(Beginning of EXTRACTED INFORMATION)

PR #216, opened 2017-08-02
GrobidDefaultAnalyzer.tokenize should ignore TextUtilities.spaceDelim…

### LINKED ISSUE #214: tokenization produces corrupted features vectors for fulltext
C++ isspace() would treat \r\t\n as symbols which would be removed in Wapiti's `src/reader.c`:

		uint32_t cnt = 0;
		while (*line != '\0') {
			toks[cnt++] = line;
			while (*line != '\0' && !isspace(*line))
				line++;
			if (*line == '\0')
				break;
			*line++ = '\0';
			while (*line != '\0' && isspace(*line))
				line++;
		}

We have PDF2XML which actually produces such sequences: `´\rÓÑÔÙØØØ`. In return, it would be set up to the text value of org.grobid.core.layout.LayoutToken. And this text would be used to serialize the the org.grobid.core.features.FeaturesVectorFulltext.printVector()

aoboturov:
…iters fixes #214.

### DIFF
--- a/grobid-core/src/main/java/org/grobid/core/engines/ReferenceSegmenterParser.java
+++ b/grobid-core/src/main/java/org/grobid/core/engines/ReferenceSegmenterParser.java
@@ -1,5 +1,6 @@
 package org.grobid.core.engines;
 
+import com.google.common.base.Function;
 import com.google.common.collect.Sets;
 import org.grobid.core.GrobidModels;
 import org.grobid.core.document.Document;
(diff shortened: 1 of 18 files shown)


kermitt2:
Normally space should be preserved to make possible further processing/heuristics. 

```
text = text.replaceAll(TextUtilities.spaceDelimiters, "");
```

It's used in particular to recreate the original strings in the TEI output with actual space/no space.

aoboturov:
Could you check the space constant? The thing is that such values are
ignored by wapiti parser. So if you would like to keep them anyways, we
should clean them at the place which produces output for wapiti. What would
you say about such approach?

kermitt2:
Well that's how it works currently - separators are removed when creating the input for Wapiti, and then added back based on the result and the reference tokenization produced by the analyser. That's why it's important to preserve the separators in the tokenization. 

I'll check the separator constants at the place of creation of the Wapiti input - however the drawback it that this piece is repeated in each taggers class :/

aoboturov:
I think I got you idea - sanitization was applied to all features.

kermitt2:
I think this is going to work well thanks ! There's just one point I am not sure to see, how do we check if the prefix/suffix is empty after wapiti sanitization (example bellow), we might have an empty string, and thus an error in the number of features of the vector and a Wapiti failure :

```
 res.append(" " + TextUtilities.prefix(wapitiSanitizedString, 1));
```

aoboturov:
@kermitt2 normally

    if (wapitiSanitizedString == null) return null;
    if (wapitiSanitizedString.length() == 0) return null;

does the trick. If after sanitization the string is empty, it would not even be considered for wapiti input.

lfoppiano:
as a matter of completeness you can also use 

`if(StringUtils.isBlank(wapitiSanitizedString)) return null;`

:-)

aoboturov:
@lfoppiano done.

aoboturov:
The following document crashes ReferenceSegmenterParser:

[AS_380334165250048@1467690139278_content_1.pdf](https://github.com/kermitt2/grobid/files/1200637/AS_380334165250048.1467690139278_content_1.pdf)

Which was fixed by using the TaggingTokenSynchronizer.

aoboturov:
this code was integrated via the https://github.com/kermitt2/grobid/pull/218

(End of EXTRACTED INFORMATION)

## THE PROBLEM:
Copy out every line of the data that includes the word "document".

## SOLVED EXERCISE:
 import org.grobid.core.document.Document;
The following document crashes ReferenceSegmenterParser:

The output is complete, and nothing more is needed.